El maíz (Zea mays ssp. mays) es un pasto de la familia botánica Poaceae o Gramineae, al igual que el trigo, el arroz, la cebada, el centeno y la avena.

Este cultivo se originó mediante el proceso de domesticación que llevaron a cabo los antiguos habitantes de Mesoamérica, a partir de los “teocintles”, gramíneas muy similares al maíz, que crecen de manera natural principalmente en México y en parte de Centroamérica.
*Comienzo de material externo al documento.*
PR #9311, opened 2026-07-30
feat(core,schemas): add CIMD permission ceiling tables

xiaoyijun:
## Summary

Add the tenant-wide permission ceiling data model for CIMD (OAuth Client ID Metadata Documents) clients. CIMD clients are not registered in Logto, so there is no per-client object to attach consent configuration to — the ceiling is defined per tenant and shared by all CIMD clients of that tenant.

- Four relation tables mirroring the third-party `application_user_consent_*` family, with the owner switched from application to tenant: `cimd_user_scopes`, `cimd_resource_scopes`, `cimd_organization_scopes`, and `cimd_organization_resource_scopes`. They reference `tenants` and the scope tables directly (not the CIMD config row), so disabling CIMD later will not wipe permission settings.
- New `(tenant_id, id)` unique constraints on `scopes` and `organization_scopes` to back tenant-aware composite foreign keys: a referenced scope is guaranteed to belong to the same tenant, and ceiling rows cascade on scope deletion.
- Alteration script (with standard tenant RLS) and the `cimd` query factory in core. The queries store scope IDs; the OAuth runtime will resolve them to scope names via joins in follow-up PRs.

## Testing

Tested locally.

## Checklist

- [ ] `.changeset`
- [ ] unit tests
- [ ] integration tests

### DIFF
--- a/packages/core/src/queries/cimd.ts
+++ b/packages/core/src/queries/cimd.ts
@@ -1,0 +1,165 @@
+import { type UserScope } from '@logto/core-kit';
+import {
+  CimdOrganizationResourceScopes,
+  CimdOrganizationScopes,
+  CimdResourceScopes,
+  CimdUserScopes,
+  OrganizationScopes,
+  Resources,
+  Scopes,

Se considera que las poblaciones de teocintle del centro del México (Kato 1984) o los que crecen en el trópico seco de la Cuenca del Balsas (Matsuoka et al. 2002), pudieron ser los ancestros de los cuales se domesticó el maíz como planta cultivada.

El proceso de domesticación del maíz inició hace aproximadamente 10,000 años, muy asociada a la invención y desarrollo independiente de la agricultura en Mesoamérica, y continua en el presente con el manejo, cultivo y selección que hacen año con año los agricultores y sus familias de sus variantes de maíces nativos (o criolllos), asimismo con la interacción de este cultivo con sus parientes silvestres, los teocintles, en las regiones donde coinciden de manera natural.

El maíz hizo al hombre mesoamericano. El desarrollo de los grupos Aztecas, Mayas, Zapotecas, Mixtecas, Purhépechas, Totonacas, Mazatecas, Chinantecas, Zoques, etc., se fundamenta en el cultivo y aprovechamiento de este grano. En sus crónicas, cantares, leyendas, es el maíz motivo, deidad, materia prima que constituye a los primeros humanos, razón del calendario agrícola y festivo. La cultura nahua lo nombró “tlaolli”, “nuestro sustento”.